Little if any. And you cannot pull samples Lea most of the time with a vacuum. In addition pulling samples with the transformer not under load is a total waste of tome: the oil is not circulating and will stratify. Especially with corn oil there is a lot of gassing the first few months so an N2 blanket is kind of pointless. You also often jostle the bushings a little during install. And no matter what the insulation is never fully cured and continues to release a little moisture for a couple weeks after startup: Dissolved moisture in oil or insulation is harmless except for degradation.
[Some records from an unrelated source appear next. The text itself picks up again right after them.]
PR #247, opened 2018-11-14
Added Validation for wrong commit hash

T1duS:

---

{pull request content here}

### DIFF
--- a/mod_customized/forms.py
+++ b/mod_customized/forms.py
@@ -1,9 +1,11 @@
+from flask import g
 from flask_wtf import FlaskForm
-from wtforms import widgets, StringField, SubmitField, SelectMultipleField, RadioField
+from wtforms import widgets, StringField, SubmitField, SelectMultipleField, RadioField, validators
 from wtforms.validators import DataRequired, url
 from mod_test.models import TestPlatform
 from mod_regression.models import RegressionTest
-
+from mod_auth.controllers import fetch_username_from_token
+import requests
 
 class MultiCheckboxField(SelectMultipleField):
     widget = widgets.ListWidget(prefix_label=False)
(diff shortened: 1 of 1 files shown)


aadibajpai:
@pep8speaks suggest diff

tests/base.py
```diff
@@ -69,7 +69,7 @@ def MockRequests(url, data=None):
                              'created_at': '2011-04-14T16:00:49Z',
                              'state': 'open'}, 201)
     else:
-        return MockResponse({}, 404)
+        return MockResponse({}, 422)
```
satyammittal: revert it back, 404 looks much better as it is default code for not found.

tests/test_customized/TestControllers.py
```diff
@@ -178,3 +178,19 @@ def test_customize_test_creates_with_customize_regression_tests(self, mock_user,
...
+            self.user.name, self.user.email, self.user.password, Role.tester)
+        with self.app.test_client() as c:
+            response = c.post(
+                '/account/login', data=self.create_login_form_data(self.user.email, self.user.password))
+            response = c.post(
+                '/custom/', data=self.create_customize_form('hellofromtheotherside', ['linux'],
+                                                            regression_test=[2]), follow_redirects=True)
+            self.assertEqual(response.status_code, 200)
+            test = Test.query.filter(Test.id == 3).first()
+            self.assertEqual(test,None)
```
saurabhshri: Why is this needed here?

T1duS: To Test that it doesn't create create another customized test.

saurabhshri: Sorry, how does this test that?

T1duS: There are 2 tests added by default in base.py (line 114). If a test would be added, a test of id 3 should be created which means test = Test.query.filter(Test.id == 3).first() would not return None

saurabhshri: 1. In that case shouldn't it be `CustomizedTest` instead of `Test`?
2. What happens if in future we add one or more default tests? Isn't it better to search for the commit hash?
3. Also, if we're just checking if commit hash is being verified fine, I don't think testing that even matters.

T1duS: @saurabhshri so should I remove that part?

Liquid moisture above 2-4% lowers your BIL. There is no right answer but before that point you can hook up a filter system to clean it up. Some plants just filter for the first month after startup to remove anything remaining from initial manufacturing.

In a transformer the cellulose in the insulation naturally breaks down as it depolymerizes. This produces water. Moisture attacks the oil causing I to break down producing acids. The acids in turn attack the cellulose: this chemical reaction limits the ultimate life. The theory behind nitrogen blankets is to limit oxygen availability to slow down the reaction but my observation is you get 30-50 years total irrespective of whether it has a nitrogen blanket or conservator or not. By that time between mistreatment, gasket failures, and tank rusting it doesn’t matter anyway. FM Global recommends replacement after 30 years. Moisture is always present and far more is absorbed in the insulation than the oil. Some people interpret results based on

On GSUs with full instrumentation and oil filled bushings they use conservators for the most part, not N2. SPX manufacturers them and they are a customer. So if they aren’t doing it for 10+ MVA, it sounds like a solution looking for a problem.

When I pull oil samples I alert the customer to the issue and only bleed vacuum until the oil flows. If they don’t want to pull samples that’s their call.
 
We are installing several 1500 KVA medium voltage substations. They were shipped with a N2 blanket, and most of them had a blanket pressure of approx. -2 lbs. About two weeks ago, the person who removed oil for initial testing opened the vent to atmosphere so he could get the sample out, thus introducing air/moisture. The transformers have not been energized yet and I'm wondering what damage this may have done and if purging and re-pressurizing with N2 will be a sufficient fix. I know you would need a lot more information to do an analysis, but generally speaking, could the oil have been contaminated at this point?

Don’t see a problem here at all. What happens when you bleed it off to remove a bay-o-net?
If your that concerned pull a vacuum and re-introduce N2.
the little moisture you could have possibly introduced by pulling the vent ring is nothing.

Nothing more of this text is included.